### Exercise objective
Only one stretch of the data below is wanted: the lines from the one with "Replace setTimeout with" through the one with "- Textarea height adjustment", repeated exactly.

### Stored data
PR #9179, opened 2025-04-07
Replace setTimeout with requestAnimationFrame for visual operations

analytically:
Improve rendering performance by synchronizing visual DOM operations with the browser's rendering cycle. This change specifically targets operations that directly influence what the user sees, such as:

- Pipeline SVG rendering
- Textarea height adjustment
- Element visibility detection
- SVG icon and causality graph rendering

Non-visual operations like localStorage interaction remain using setTimeout for better compatibility with the event loop. Operations requiring more aggressive polling like sticky header syncing remain using setInterval.

### DIFF
--- a/web/public/elm-setup.js
+++ b/web/public/elm-setup.js
@@ -20,7 +20,7 @@ app.ports.pinTeamNames.subscribe(function(config) {
   const lowestHeaderTop = (section) => body(section).offsetTop + body(section).scrollHeight - header(section).scrollHeight;
 
   const pageHeaderHeight = () => config.pageHeaderHeight;
-  const viewportTop = () => window.pageYOffset + pageHeaderHeight();
+  const viewportTop = () => window.scrollY + pageHeaderHeight();
 
   const updateHeader = (section) => {
     var scrolledFarEnough = section.offsetTop < viewportTop();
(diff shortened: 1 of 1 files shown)


web/public/elm-setup.js
```diff
@@ -62,8 +62,7 @@ app.ports.renderPipeline.subscribe(function (values) {
   const jobs = values[0];
   const resources = values[1];
   renderingModulePromise.then(({renderPipeline}) =>
-    // elm 0.17 bug, see https://github.com/elm-lang/core/issues/595
-    setTimeout(() => renderPipeline(jobs, resources, app.ports.newUrl), 0)
```
analytically, line 66: we should investigate if this ELM bug is still relevant... https://github.com/elm/core/issues/595

analytically: so this is still relevant on Safari, doesn't render without the animationFrame

taylorsilva: To confirm, you could reproduce the issue on Safari (Version 18.5 20621.2.5.11.8)? I'm trying to do the same right now, but everything appears to be working. I made sure the js file wasn't being cached by the browser and then did the following:

1. Open Concourse dashboard, no pipelines visible
2. Set a pipeline with fly
3. went back to dashboard, pipeline appeared. Pressing Pause/Unpause works
4. Clicking into the pipeline renders correctly
5. Starting a new build of the job in the pipeline works. Build logs render as expected.

Did you do anything else to reproduce the issue?

analytically: Yes I could reproduce the issue with Safari 18.5. It rendered a blank screen. But worked fine on Firefox/Chrome. Not sure what I did to reproduce it. Will need to try again.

### Finished task
Replace setTimeout with requestAnimationFrame for visual operations

analytically:
Improve rendering performance by synchronizing visual DOM operations with the browser's rendering cycle. This change specifically targets operations that directly influence what the user sees, such as:

- Pipeline SVG rendering
- Textarea height adjustment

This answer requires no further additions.